- EXERCISE INPUTS:
PR #1220, opened 2019-10-09
[CLOSES #933] Add enum support to web-actions tab form

### LINKED ISSUE #933: Add support for Enum types in Web Actions Tab
Existing response returns the the class (ie. "com.squareup.protos.cash.raven.api.SmsDeliveryType") as the `type` for a field. But that enum class definition isn't included so it can't be resolved. Enum class definitions will need to be parsed and included in the WebActionMetadataAction response in a way that Web Actions tab can use them to present a `<select>` field.

WebActionMetadataAction Desired Response
```
{
 ...
 "types": {
        "com.squareup.protos.cash.raven.api.SendSmsNotificationRequest": {
          "fields": [
            {
              "name": "token",
              "type": "String",
              "repeated": false
            },
            ...
            {
              "name": "sms_delivery_type",
              "type": "com.squareup.protos.cash.raven.api.SmsDeliveryType",
              "repeated": false
            },
           ...
         ]
       },
       "com.squareup.protos.cash.raven.api.SmsDeliveryType": [
           "SMS", "VOICE"
         ]
   }
...
}
```

adrw:
Screen Shot 2019-10-09 at 13 11 11

### DIFF
--- a/misk/src/main/kotlin/misk/web/RequestTypes.kt
+++ b/misk/src/main/kotlin/misk/web/RequestTypes.kt
@@ -93,15 +93,34 @@ class RequestTypes {
         // TODO: Support maps
         fields.add(Field(fieldName, fieldClass.qualifiedName!!, repeated))
       }
+      Enum::class -> {
+        handleEnumField(fieldClass, fields, fieldName, repeated)
+      }
       else -> {
         if (fieldClass.superclasses.contains(WireEnum::class)) {
-          // TODO: Communicate back enum values
-          fields.add(Field(fieldName, fieldClass.qualifiedName!!, repeated))
+          handleEnumField(fieldClass, fields, fieldName, repeated)
         } else {
           fields.add(Field(fieldName, fieldClass.qualifiedName!!, repeated))
           stack.push(fieldClass)
         }
       }
     }
+  }
+
+  /**
+   * Adds a field with a type that has the class name and enum values embedded
+   * Example: "Enum<app.cash.backfila.BackfillType,ISOLATED,PARALLEL>"
+   */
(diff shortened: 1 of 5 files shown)


misk/src/main/kotlin/misk/web/RequestTypes.kt
```diff
@@ -93,15 +93,34 @@ class RequestTypes {
         // TODO: Support maps
         fields.add(Field(fieldName, fieldClass.qualifiedName!!, repeated))
       }
+      Enum::class -> {
```
wesleyk: let's update RequestTypesTest

adrw: Will do!

adrw: Added!

misk/src/test/kotlin/misk/web/RequestTypesTest.kt
```diff
@@ -37,5 +37,8 @@ internal class RequestTypesTest {
     // Check repeated types
     assertThat(shipmentType.fields).contains(Field("notes", "String", true))
     assertThat(warehouseType.fields).contains(Field("alternates", Warehouse::class.qualifiedName!!, true))
+
+    // Check enum types
+    assertThat(shipmentType.fields).contains(Field("status", "Enum<${Shipment.State::class.qualifiedName!!},${Shipment.State.values().joinToString(",")}>", false))
```
wesleyk: /nit how about we actually assert the full values rather than programatically calculating it? I prefer that as being more assertive than having to reason about what the expression resolves to

PR #1221, opened 2019-10-09
Add TransformedType

yan:
TransformedType allows arbitrary transformations to entity columns.


misk-hibernate/src/main/kotlin/misk/hibernate/SessionFactoryService.kt
```diff
@@ -160,7 +165,32 @@ internal class SessionFactoryService(
     } else if (BoxedStringType.isBoxedString(field.type.kotlin)) {
       value.typeName = BoxedStringType::class.java.name
       value.setTypeParameter("boxedStringField", field)
+    } else {
+      for (annotation : Annotation in field.annotations) {
```
zcross: This reads like a search, can it be done without iteration (e.g., using a map type?)

misk-hibernate/src/main/kotlin/misk/hibernate/TransformedColumnType.kt
```diff
@@ -0,0 +1,122 @@
...
+import java.sql.PreparedStatement
+import java.sql.ResultSet
+import java.sql.Types
+import java.util.Properties
+import kotlin.reflect.KClass
+import kotlin.reflect.full.primaryConstructor
+
+internal class TransformedColumnType : UserType, ParameterizedType, TypeConfigurationAware {
+  companion object {
+    val TRANSFORMER_CLASS = "transformerClass"
```
zcross: Maybe I haven't digested this enough yet, but do you have a convention in mind for versioning transformers? I.e., should transformer classes never be deleted or changed, and all changes yield a new class? Or should transformers be version aware to enable backwards compatible changes to transformer business logic?

misk-hibernate/src/test/kotlin/misk/hibernate/TransformedColumnTest.kt
```diff
@@ -0,0 +1,451 @@
...
+class DelegatingTransformer(private val ctx: TransformerContext) : Transformer(ctx) {
+  @Inject
+  lateinit var transformer: SwappableTransformer
+
+  override fun assemble(owner: Any?, value: Serializable): Any = transformer.assemble(ctx, owner, value)
+  override fun disassemble(value: Any): Serializable = transformer.disassemble(ctx, value)
+}
+
+@MiskTest(startService = true)
+class TransformedColumnTest {
```
zcross: I'm still ramping up on misk, and on top of that I've mainly used jOOQ and very little hibernate.
Between misk and hibernate, are there good facilities for observing queries made in test so that you can assert things like "exactly 1 query was made against this table," etc? That sort of assertion may be very valuable for a generic/automagic feature like this. Apologies if that's already tested for here and I just haven't recognized it yet :)

misk-hibernate/src/main/kotlin/misk/hibernate/SessionFactoryService.kt
yan: I'm not sure if it can since I need to check if any of those annotations have an annotation on them; i can't just query by type since they can be any type. I'll look into other mechanisms for getting that list however

zcross: Still getting used to the GitHub UI (I'm used to Bitbucket), so maybe I missed the broader context. Is this happening once (e.g., at app startup), or at the rate of DB connections, or some other repeated frequency? If it's repeated, can the results of this lookup be memoized by field?

yan: This gets invoked when Hibernate is initialized.

misk-hibernate/src/main/kotlin/misk/hibernate/TransformedColumnType.kt
yan: Versioning would happen on top of transformers; this makes it able to create something like a `JsonColumn` or `ProtobufColumn` external to misk-hibernate.

misk-hibernate/src/test/kotlin/misk/hibernate/TransformedColumnTest.kt
zcross: That seems sufficient from a correctness standpoint, performance related assertions may be overkill at this point

misk-hibernate/src/main/kotlin/misk/hibernate/TransformedColumnType.kt
```diff
@@ -0,0 +1,122 @@
...
+
+  override fun returnedClass(): Class<*> = retClass.java
+
+  override fun assemble(cached: Serializable, owner: Any): Any = transformer.assemble(owner, cached)
+
+  override fun disassemble(value: Any): Serializable = transformer.disassemble(value)
+
+  override fun nullSafeSet(st: PreparedStatement, value: Any?, index: Int, session: SharedSessionContractImplementor?) {
+    if (value == null) {
+      // TODO: Replace this with actual class
```
zcross: Blocking TODO?

yan: That's actually a stale comment (the actual class is used). Just pushed to remove.

PR #1223, opened 2019-10-10
http metrics do not pre-aggregate

mightyguava:
We pre-aggregated status codes to `all`, `4xx`, `5xx` etc. This caused
confusion for users when they tried to do aggregations on the metric
like `sum(rate(http_request_latency_ms_count[1m]))` because it ended up
tripling the rate.

This PR removes pre-aggregation, prefering to let the monitoring system
to do aggregation.


tirsen:
yay!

- EXERCISE DESCRIPTION:
Search the records above for the string "when". Copy every line that contains it.

- RESULT:
yan: This gets invoked when Hibernate is initialized.
confusion for users when they tried to do aggregations on the metric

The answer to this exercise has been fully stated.